PR #221, opened 2021-11-05
[#IC-50] Composed Cosmos Versioned Model

BurnedMarshal:
#### List of Changes

A new model type is created `CosmosdbModelComposedVersioned`.
Refactory of `CosmosdbModelVersioned` to allow override of `createNewVersion` method.

#### Motivation and Context

We need a new model type that handle versioning for documents with a couple externalKey-partitionKey.
This model works correctly with a limited range of externalKey for a specific partition key.

unit test

#### Types of changes

- [X] New feature (non-breaking change which adds functionality)

### DIFF
--- a/src/utils/__tests__/cosmosdb_model_composed_versioned.test.ts
+++ b/src/utils/__tests__/cosmosdb_model_composed_versioned.test.ts
@@ -159,8 +159,8 @@ describe("upsert", () => {
   });
 });
 
-describe("update", () => {
-  it("should create a new document with explicit version", async () => {
+describe("create", () => {
+  it("should create a new document with version 0", async () => {
     const expectedNextVersion = 0;
     const externalKey = aMyDocument[aModelExternalKeyId];
     const pk = aMyDocument[aModelPartitionField];
@@ -188,8 +188,8 @@ describe("update", () => {
   });
 });
 
-describe("create", () => {
-  it("should create a new document with version 0", async () => {
+describe("update", () => {
+  it("should create a new document with explicit version", async () => {
     const expectedNextVersion = aRetrievedExistingDocument.version + 1;
     const externalKey = aRetrievedExistingDocument[aModelExternalKeyId];
     const pk = aRetrievedExistingDocument[aModelPartitionField];
--- a/src/utils/__tests__/cosmosdb_model_composed_versioned.test.ts
+++ b/src/utils/__tests__/cosmosdb_model_composed_versioned.test.ts
@@ -246,3 +246,20 @@ describe("findLastVersionByModelId", () => {
   });
 });
 
+describe("typings restrictions", () => {
+  it("should NOT accept modelExternalKeyId equals to partitionKeyId", () => {
+    class MyComposedModel extends CosmosdbModelComposedVersioned<
+      MyDocument,
+      MyDocument,
+      RetrievedMyDocument,
+      typeof aModelExternalKeyId,
+      // @ts-expect-error
+      typeof aModelExternalKeyId
+    > {
+      constructor(c: Container) {
+        super(c, MyDocument, RetrievedMyDocument, aModelExternalKeyId, aModelExternalKeyId);
+      }
+    }
+  });
+});
+
--- a/src/utils/__tests__/cosmosdb_model_composed_versioned.test.ts
+++ b/src/utils/__tests__/cosmosdb_model_composed_versioned.test.ts
@@ -1,0 +1,248 @@
+import { NonEmptyString } from "@pagopa/ts-commons/lib/strings";
+import { CosmosdbModelComposedVersioned, generateComposedVersionedModelId } from "../cosmosdb_model_composed_versioned";
+import * as t from "io-ts";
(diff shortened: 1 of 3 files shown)


balanza (commented):
> This model works correctly with a limited range of externalKey for a specific partition key

Can you explain this a bit more?

---

Couldn't we generalize `CosmosDbVersioneModel` so that it can handle both simply keys (scalar `modelId`) and composed keys (pair `[modelId, partititonKey]`)? By finding a criteria and by overloading `generateVersionedModelId` we can achieve this. I don't actually know if it's a big value anyway, but I feel like we're really doing the same things in both classes.

Also, consider to write some integrations tests, as they may be more eloquent in terms of what this class is intended for.

BurnedMarshal:
> > This model works correctly with a limited range of externalKey for a specific partition key
> 
> Can you explain this a bit more?

If documents with different external keys grows inside **the same** partition key, the queries will be more expensive.
Nevertheless a composed index including external key and partition key is required on all the models that will use this data structure.

> 
> Couldn't we generalize `CosmosDbVersioneModel` so that it can handle both simply keys (scalar `modelId`) and composed keys (pair `[modelId, partititonKey]`)? By finding a criteria and by overloading `generateVersionedModelId` we can achieve this. I don't actually know if it's a big value anyway, but I feel like we're really doing the same things in both classes.
> 

That was my fist idea, but we already have a Model that has different modelId and partitionKey and the signature we needed for `generateVersionedModelId` it's different in our case. The combination of this two reason forced me to implement this abstract model.

> Also, consider to write some integrations tests, as they may be more eloquent in terms of what this class is intended for.

It's my intention do it on the implementation of this class (es. ActivationModel).

src/utils/__tests__/cosmosdb_model_composed_versioned.test.ts
```diff
@@ -0,0 +1,265 @@
...
+    if (E.isLeft(result)) {
+      expect(result.left.kind).toBe("COSMOS_ERROR_RESPONSE");
+      if (result.left.kind === "COSMOS_ERROR_RESPONSE") {
+        expect(result.left.error.code).toBe(500);
+      }
+    }
+  });
+});
+
+describe("update", () => {
```
michaeldisaro, line 162: I think this should be "create"

src/utils/__tests__/cosmosdb_model_composed_versioned.test.ts
```diff
@@ -0,0 +1,265 @@
...
+        ...aMyDocument,
+        ...someMetadata,
+        id: documentId(externalKey, pk, expectedNextVersion),
+        version: expectedNextVersion
+      });
+    }
+  });
+});
+
+describe("create", () => {
```
michaeldisaro, line 191: I think this should be "update"

src/utils/__tests__/cosmosdb_model_composed_versioned.test.ts
```diff
@@ -0,0 +1,265 @@
...
+  it("should create a new document with version 0", async () => {
```
michaeldisaro, line 192: This title seems wrong. From the test I understand that you are "updating" a retrieved document, and this should create a new version as defined in row 193.

michaeldisaro (commented):
I have some doubts on tests.

src/utils/__tests__/cosmosdb_model_composed_versioned.test.ts
BurnedMarshal: fixed in 8532fec

src/utils/__tests__/cosmosdb_model_composed_versioned.test.ts
BurnedMarshal: fixed in 8532fec

src/utils/__tests__/cosmosdb_model_composed_versioned.test.ts
BurnedMarshal: Yes, the titles of the unit test was not corresponding with the scenario. Fixed in 8532fec
Thanks

michaeldisaro (approved):
LGTM

balanza:
My first thought when I red `CosmosdbModelComposedVersioned` was we were versioning two entities at the same time. Then I looked at the code and I realized that was about having a composite identity for the document. 

I does not occur to me a more eloquent name for the class, nor I think I should nitpick too much on naming. Nevertheless, as this is a base class we may rename it in future with little effort.

My advice is to ad an eloquent doc block describing the purpose of the class.

For the rest: I'm fine with the code, good job!

BurnedMarshal:
> My first thought when I red `CosmosdbModelComposedVersioned` was we were versioning two entities at the same time. Then I looked at the code and I realized that was about having a composite identity for the document.
> 
> I does not occur to me a more eloquent name for the class, nor I think I should nitpick too much on naming. Nevertheless, as this is a base class we may rename it in future with little effort.
> 
> **My advice is to add an eloquent doc block describing the purpose of the class.**
> 
> For the rest: I'm fine with the code, good job!

@balanza I've added some comments in 80be35d

PR #186, opened 2019-06-26
Verify that configuration file has proper ACLs during initialization

Damenus:


wca/main.py
```diff
@@ -33,6 +34,30 @@
 log = logging.getLogger('wca.main')
 
 
+def valid_config_file(config):
+
+    user_uid = os.stat(config).st_uid
+    if user_uid != os.getuid() and user_uid != 0:
+        log.error(
+            'Error: The config \'%s\' is not valid. User is not owner config or is not root.'
```
mmucek95: Please change "User is not owner config or is not root" to "User is not owner of the config or is not root"

wca/main.py
```diff
@@ -33,6 +34,30 @@
...
+            % config)
+        exit(1)
+
+    mode = stat.S_IMODE(os.stat(config).st_mode)
+    if mode != 700 and mode != 600:
+        log.error(
+            'Error: The config \'%s\' is not valid. It has not correct proper ACLs. '
```
mmucek95: Please use either correct or proper. Not both. Maybe something like this: "It doesn't have correct ACLs. "

wca/main.py
```diff
@@ -33,6 +34,30 @@
...
+            'Only user must be able to read and write.'
```
mmucek95: s/must/should souns better IMHO

wca/main.py
Damenus: done

wca/main.py
Damenus: done

wca/main.py
Damenus: done

PR #206, opened 2019-07-12
Remove race problem when task are being terminated

mmucek95:


wca/cgroups.py
```diff
@@ -89,7 +89,7 @@ def get_measurements(self) -> Measurements:
                 cpu_usage = int(cpu_usage_file.read())
         except FileNotFoundError:
             log.warning('Could not read measurements for cgroup %s. ' % self.cgroup_path)
-            return {}
+            raise
```
ppalucki: Please create new internal Exception e.g. `MeasurementsMissingException` with description that is raced when race is datected and task should be excluded from further processing.

here it will look like:
```python
raise MissingMeasurementsException('file %s to read measurements data is not available' % e)
```

wca/resctrl.py
```diff
@@ -211,7 +211,7 @@ def _get_event_file(socket_dir, event_name):
         except FileNotFoundError:
             log.warning("Could not read measurements from rdt - ignored! "
                         "rdt group was not found (race detected)")
-            return {}
+            raise
```
ppalucki: ditto - use dedicated exception

wca/runners/allocation.py
```diff
@@ -373,7 +373,13 @@ def _iterate_body(self,
 def _get_tasks_allocations(containers) -> TasksAllocations:
     tasks_allocations: TasksAllocations = {}
     for task, container in containers.items():
-        task_allocations = container.get_allocations()
+        try:
+            task_allocations = container.get_allocations()
+        except FileNotFoundError:
```
ppalucki: to not handle builtin exception here - we should only cover know cases 

just catch `MissingMeasurementsException` - then you can use its message in log.warning

```
except MissingMeasurementsException as e:
    log.warning('One or more allocations are missing for '
                        'container {} - ignoring! (because {})'.format(container, e),)

```

wca/runners/measurement.py
```diff
@@ -235,10 +235,11 @@ def _prepare_tasks_data(containers: Dict[Task, Container]) -> \
 
     for task, container in containers.items():
         # Task measurements and measurements based metrics.
-        task_measurements = container.get_measurements()
-        if not task_measurements:
-            log.warning('there is not measurements collected for container %r - ignoring!',
-                        container)
+        try:
+            task_measurements = container.get_measurements()
+        except FileNotFoundError:
```
ppalucki: ditto use dedicated exception

PR #217, opened 2019-07-23
Task synchronization

mmucek95:
Handle exception when getting tasks was unsuccessful.


wca/runners/measurement.py
```diff
@@ -151,7 +152,13 @@ def _iterate(self):
         iteration_start = time.time()
 
         # Get information about tasks.
-        tasks = self._node.get_tasks()
+        try:
```
felidadae: could you please test that code

wca/nodes.py
```diff
@@ -22,6 +22,10 @@
 TaskId = str
 
 
+class TaskSynchornizationException(Exception):
```
felidadae: synchorn ---> synchro

ppalucki:
@mmucek95 could you cherry-pick this as well to 1.0.x branch ?

PR #227, opened 2019-07-31
Perf pmu

mmucek95:


ppalucki:
lets suspend this until I found a way to remove eval from source branch

ppalucki:
it is going to be replaced with new code without eval code

PR #264, opened 2019-09-18
Update pipfile

Creatone:


Creatone:
> why skip e2e? e2e must pass

Updated dependencies doesn't invade K8s or Mesos code. We are currently migrating Mesos cluster. E2e passed for K8s so it would work also for Mesos.

PR #275, opened 2019-10-02
Perf pmu - move from extender

mmucek95:


mmucek95:
Will be merged to devel

PR #282, opened 2019-10-09
Pref pmu devel

mmucek95:


wca/runners/measurement.py
```diff
@@ -117,13 +116,10 @@ def __init__(
             extra_labels: Dict[Str, Str] = None,
             event_names: List[str] = DEFAULT_EVENTS,
             enable_derived_metrics: bool = False,
+            enable_perf_pmu: bool = True,
```
ppalucki: this should be added to Allocation and Detection as well

wca/runners/measurement.py
```diff
@@ -229,30 +223,34 @@ def _initialize(self) -> Optional[int]:
...
-    def _init_uncore_pmu(self, enable_derived_metrics):
-        try:
-            cpus, pmu_events = _discover_pmu_uncore_imc_config(UNCORE_IMC_EVENTS)
-        except PMUNotAvailable:
+    def _init_uncore_pmu(self, enable_derived_metrics, enable_perf_pmu):
+        if enable_perf_pmu:
+            try:
+                cpus, pmu_events = _discover_pmu_uncore_imc_config(
+                    UNCORE_IMC_EVENTS)
+            except PMUNotAvailable:
```
ppalucki: we should grab this as `as e` and then present in log.warning

ppalucki: for now it is only one place (len pmus is 0) but in the future we can find other cases - and explanation for use would be helpful

PR #286, opened 2019-10-15
Adding chierarchical measurements

felidadae:
Now measurements can be also chierarchical - in other words a measurement can be identified by metric name and a set of labels.
Not polished, but ready to be merged into devel branch.


tests/test_platforms.py
```diff
@@ -146,16 +148,16 @@ def test_collect_platform_information(*mocks):
...
         node_cpus={},
         rdt_information=RDTInformation(True, True, True, True, 'fffff', '2', 8, 10, 20),
-        measurements={},
+        measurements={MetricName.CPU_USAGE_PER_CPU: {0: 100, 1: 200},
+                      MetricName.MEM_USAGE: 1337,
+                      MetricName.MEM_NUMA_FREE: {0: 1},
+                      MetricName.MEM_NUMA_USED: {0: 2}},
     )
 
+    print(got_metrics)
```
ppalucki: drop print

PR #296, opened 2019-10-25
Getting rid of null pointer dereference

iwankgb:
Fixing null pointer dereference issue identified by Coverity.

### DIFF
--- a/wca/runners/allocation.py
+++ b/wca/runners/allocation.py
@@ -327,10 +327,10 @@ class AllocationRunner(MeasurementRunner):
             log.debug('New allocations: %s', new_allocations)
             new_allocations_values = TasksAllocationsValues.create(
                 self._rdt_enabled, new_allocations, self._containers_manager.containers, platform)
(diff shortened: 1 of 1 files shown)


wca/runners/allocation.py
```diff
@@ -327,10 +327,10 @@ def _iterate_body(self,
             log.debug('New allocations: %s', new_allocations)
             new_allocations_values = TasksAllocationsValues.create(
                 self._rdt_enabled, new_allocations, self._containers_manager.containers, platform)
-            new_allocations_values.validate()
 
             # Calculate changeset and target_allocations.
             if new_allocations_values is not None:
+                new_allocations_values.validate()
```
ppalucki: we should check if `create` can return None at all, and why all our tests, never catch such case

the problem is the null check above condition is broken, because we have never experienced this kind of bug - before merging we need to check `create`

iwankgb:
@ppalucki, fixed!

PR #299, opened 2019-10-30
Numa allocator with migrate pages as allocation

ppalucki:
includes fixes:
- break the iteration for MissingMeasurementsException to only provide consistent data to plugins,
- new config and clean up the algorhitm for numa-allocator (less print, mode debugs)


wca/extra/numa_allocator.py
```diff
@@ -11,6 +12,15 @@
 
 log = logging.getLogger(__name__)
 
+def migrate_pages(task, tasks_pids, to_node):
+    # if not all pages yet on place force them to move
+    from_node = str(0 if to_node else 1)
```
kad: this will not work on 4s machines or with snc.

ppalucki: you're right :) do you think it matters if I call move multiple times from each node
or I can just `migrate PID 0-3 target_node` ? the first one is easier ;)

kad: in theory, if `to_node=2`, then  `migratepages PID all 2` should work. or `migratepages PID !2 2`

ppalucki: fixed - but we just move from every node by now - you cannot control source node - we need to create a new feature for thata

PR #303, opened 2019-11-12
Avoid redundant init variables in runners objects.

Creatone:


wca/runners/measurement.py
```diff
@@ -302,8 +318,10 @@ def _iterate(self):
             self._wait()
             return
 
-        self._iterate_body(containers, platform, tasks_measurements, tasks_resources,
-                           tasks_labels, common_labels)
+        # Inject other code.
+        if self._iterate_body_callback:
```
felidadae: is not None

wca/runners/measurement.py
```diff
@@ -205,7 +211,11 @@ def _initialize(self) -> Optional[int]:
 
         if self._rdt_enabled:
             # Resctrl is enabled and available, call a placeholder to allow further initialization.
-            rdt_initialization_ok = self._initialize_rdt()
+            if self._initialize_rdt_callback:
```
felidadae: is not None

wca/runners/measurement.py
```diff
@@ -263,6 +273,12 @@ def _init_uncore_pmu(self, enable_derived_metrics, enable_perf_uncore):
             else:
                 self._uncore_get_measurements = self._uncore_pmu.get_measurements
 
+    def _set_iterate_body_callback(self, func):
```
felidadae: needs comments

wca/runners/measurement.py
```diff
@@ -263,6 +273,12 @@ def _init_uncore_pmu(self, enable_derived_metrics, enable_perf_uncore):
...
+        self._iterate_body_callback = func
+
+    def _set_initialize_rdt_callback(self, func):
```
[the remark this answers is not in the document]
felidadae: customize rdt initialization, e.g. MBA i MBM only needs different initialization code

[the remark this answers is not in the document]
felidadae: I would also put in the file this function near to initializa_rdt function

PR #306, opened 2019-11-19
Revert deleted mutilate workload

Damenus:


examples/kubernetes/README.md
```diff
@@ -0,0 +1,211 @@
+Kubernetes
```
ppalucki: is the new file by purpose or by accident ?

PR #311, opened 2019-11-20
Simplify API for plugins 

Creatone:
Instead of task_measurements/task_labels/task_resources - should have 
```task: {measurements: {}, labels: {}}``` or other better option.

### CODE REVIEW

File: wca/runners/allocation.py [hunk 1]
```diff
@@ -284,17 +284,16 @@ def _initialize_rdt(self) -> bool:
...
         """Allocator callback body."""
 
         current_allocations = _get_tasks_allocations(containers)
 
         # Allocator callback
         allocate_start = time.time()
         new_allocations, anomalies, extra_metrics = self._allocator.allocate(
-            platform, tasks_measurements, tasks_resources, tasks_labels,
-            current_allocations)
+            platform, tasks_data, current_allocations)
```
mmucek95: Allocate method takes only platform and task_data arguments.

wca/runners/measurement.py
```diff
@@ -414,28 +410,35 @@ def _prepare_tasks_data(containers: Dict[Task, Container]) -> \
...
+        tasks_data[task.task_id] = {
+                TaskDataType.LABELS: {},
+                TaskDataType.MEASUREMENTS: {},
+                TaskDataType.RESOURCES: {}
+                }
 
-    return tasks_measurements, tasks_resources, tasks_labels
+        tasks_data[task.task_id][TaskDataType.LABELS] = task_labels
+        tasks_data[task.task_id][TaskDataType.MEASUREMENTS] = task_measurements
+        tasks_data[task.task_id][TaskDataType.RESOURCES] = task_resources
```
mmucek95: I would suggest simplifying the code to somethig like this:
tasks_data[task.task_id] = {
TaskDataType.LABELS: task_labels,
TaskDataType.MEASUREMENTS: task_measurements,
TaskDataType.RESOURCES: task_resources
}

wca/runners/measurement.py
```diff
@@ -315,16 +315,15 @@ def _iterate(self):
 
         try:
             # Tasks data
```
felidadae: we do not need that comment

wca/runners/measurement.py
```diff
@@ -413,30 +409,35 @@ def _prepare_tasks_data(containers: Dict[Task, Container]) -> \
         if TaskResource.MEM in task.resources:
             task_measurements[MetricName.MEM.value] = task.resources[TaskResource.MEM.value]
 
-        task_labels = task.labels.copy()
+        tasks_data[task.task_id] = TaskData(
```
felidadae: not better to create constructor which takes as input Task? just to discuss

wca/detectors.py
```diff
@@ -34,10 +34,19 @@
...
-TasksResources = Dict[TaskId, Dict[str, float]]
-TaskLabels = Dict[str, str]
-TasksLabels = Dict[TaskId, TaskLabels]
+
+
+TaskMeasurements = Measurements
+TaskAllocations = Dict[str, str]
+
+
+@dataclass
```
felidadae: should find better place than wca/detectors.py as that structure is bothed used in detector and allocator.

wca/runners/measurement.py
felidadae: would be more implicit that TaskData is derived from class Task

wca/detectors.py
felidadae: however i dont know if there is better place to put that

wca/runners/allocation.py
```diff
@@ -374,19 +373,19 @@ def _iterate_body(self,
         allocations_package.send(common_labels)
 
 
-def _get_tasks_allocations(containers) -> TasksAllocations:
-    tasks_allocations: TasksAllocations = {}
+def _get_tasks_allocations(containers, tasks_data: TasksData) -> TasksAllocations:
```
felidadae: Just add comment that input parameter tasks_data is modified inside function

wca/runners/measurement.py
Creatone: Discussed offline.

tests/testing.py
```diff
@@ -318,7 +334,9 @@ def _decorated_function(*args, **kwargs):
                    return_value=(platform_mock, [metric('platform-cpu-usage')], {})), \
              patch('wca.platforms.collect_topology_information', return_value=(1, 1, 1)), \
              patch('wca.security.are_privileges_sufficient', return_value=True), \
-             patch('resource.getrusage', return_value=Mock(ru_maxrss=WCA_MEMORY_USAGE)):
+             patch('resource.getrusage', return_value=Mock(ru_maxrss=WCA_MEMORY_USAGE)), \
```
felidadae: Add comment in commit that you are solving bug by the way

tests/testing.py
```diff
@@ -318,7 +334,9 @@ def _decorated_function(*args, **kwargs):
...
+             patch('wca.perf_uncore.UncorePerfCounters._open'), \
+             patch('wca.perf.PerfCounters._open'):
```
felidadae: Add comment in commit that you are solving bug by the way.

PR #297, opened 2019-10-29
Hierarchical metrics for perf(no metric aggregation)

mmucek95:

PR #321, opened 2019-11-26
Marta's perf uncore hierarchical support.

ppalucki:
Supersedes #297 
Includes:
- fixes for Pawel access check
- fix for logging configuration
- more unittests than Marta original PR #297 and some quick fixes


wca/platforms.py
```diff
@@ -645,7 +645,7 @@ def collect_platform_information(rdt_enabled: bool = True,
 def decode_listformat(value: str) -> Set[int]:
     """Parse "List Format" as describe by man cpuset(7)
 
-    can raise ValueError in case in inproper input.
+    can raise ValueError in case in improper input.
```
Creatone: Should be ``in case of improper input.``

PR #324, opened 2019-11-27
UPI metrics cont. of Marta's work

ppalucki:
supersedes #304 
Includes derived UPI bandwidht metric.


wca/metrics.py
```diff
@@ -424,7 +430,18 @@ def create_metric_with_metadata(name, value, labels=None, granularity=None):
         return metric
 
 
-Measurements = Dict[MetricName, MetricValue]
+LevelMeasurements = Dict[Union[str, int], MetricValue]
```
felidadae: no recursion, remove types or improve

Issue #320, opened 2019-11-26
Improper loggers configuration precedence. 


ppalucki:
**Describe the bug**
Command line loggers configuration is overwritten by values from config file.

**To Reproduce**
Run wca with loggers from command line `--log trace` and configure loggers in config file like this
```
loggers:
  wca: info
```
Info level is set for all loggers - contrary to to what docs says https://github.com/intel/workload-collocation-agent/blob/master/docs/logging.rst#wca-logging-configuration

**Expected behavior**
Trace logging will be enabled as described in docs.

**Context:**
- All versions are affected.

fix here: https://github.com/intel/workload-collocation-agent/pull/321/commits/985ed5fc546b750ec53b6381da996e3069f4a543

(need to be backported to master/1.0.x)

ppalucki:
we need another fix from this https://github.com/intel/workload-collocation-agent/pull/328/commits/588316e4497f20e5a8346493dd68b30a0b89bbe3

ppalucki:
backported to 1.0.x but not yet released as new version!

PR #349, opened 2019-12-09
Fix improper loggers configuration precedence for 1.0.x

Creatone:
#320 and 588316e


ppalucki:
Remember to update issues that is fixed, but not yet released, @Creatone  #320

PR #355, opened 2019-12-11
Update metrics docs and new CPU number label

ppalucki:
Better docs for metrics (some fixes and description) about columns and about common labels and added new "cpu_model_number" as default metrics and extract this code to common function called
`common_optional_labels()`


docs/metrics.rst
```diff
@@ -5,18 +5,53 @@ Available metrics
...
+
 For searchable list of metrics `metrics as csv file <metrics.csv>`_ .
 
-The "Enabled" describes if metric is enabled by default and in brackets there is information which 
-option in MeasurementRunner is responsible for configuring it.
+Common labels
+=============
 
-.. contents:: Table of Contents
+Because all WCA collected metrics are collected in context of single physical machine (host), all metrics
```
mmucek95: "collected" is repeated. I would delete first occurrence.

docs/metrics.rst
```diff
@@ -5,18 +5,53 @@ Available metrics
...
+- **Name**: is the name of metric that will be exported to Prometheus by using Prometheus exposition format but also
+  the name of the key in ``Measurements`` dict-like type used in ``Detector`` and ``Allocator`` plugins,
+- **Help**: information what metric represents and some details how metric was collected and known problems or limitations,
+- **Unit**: unit of the metric (usually seconds or bytes),
+- **Type**: only possible types are `gauge` and `counter` as described in `Prometheus metric types <https://prometheus.io/docs/concepts/metric_types/>`_.
+- **Source**: short description about mechanics that was used to collect metric,
+  for more detailed information check out `Metric sources documenation <metric_sources.rst>`_.
+- **Enabled** - column describes if metric is enabled by default and how to enable (option in ``MeasurementRunner`` responsible for configuring it. Please refer to `metrics sources documentation <metrics_sources.rst>`_
+  for more details.)
+- **Levels/Labels** - some metrics how additional dimensions (more granularity than just ``Task`` or ``Platform``) e.g. ``task_mem_numa_pages`` can be collected per NUMA node - in this case
```
mmucek95: s/how/have

ppalucki:
@felidadae is it really required - I do not want to change API if not needed and those are not only "platform metrics" - e.g. wca_version is something else

felidadae:
@ppalucki yes i know, there is wca_version but it is only one from 7, so still it is more proper name (not ideal) than current very generic saying nothing name. but argument with changing API, seems valid to me. not blocking.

■ PROMPT
Copy every line of the material above in which the string "Prometheus" can be found.

■ RESPONSE
+- **Name**: is the name of metric that will be exported to Prometheus by using Prometheus exposition format but also
+- **Type**: only possible types are `gauge` and `counter` as described in `Prometheus metric types <https://prometheus.io/docs/concepts/metric_types/>`_.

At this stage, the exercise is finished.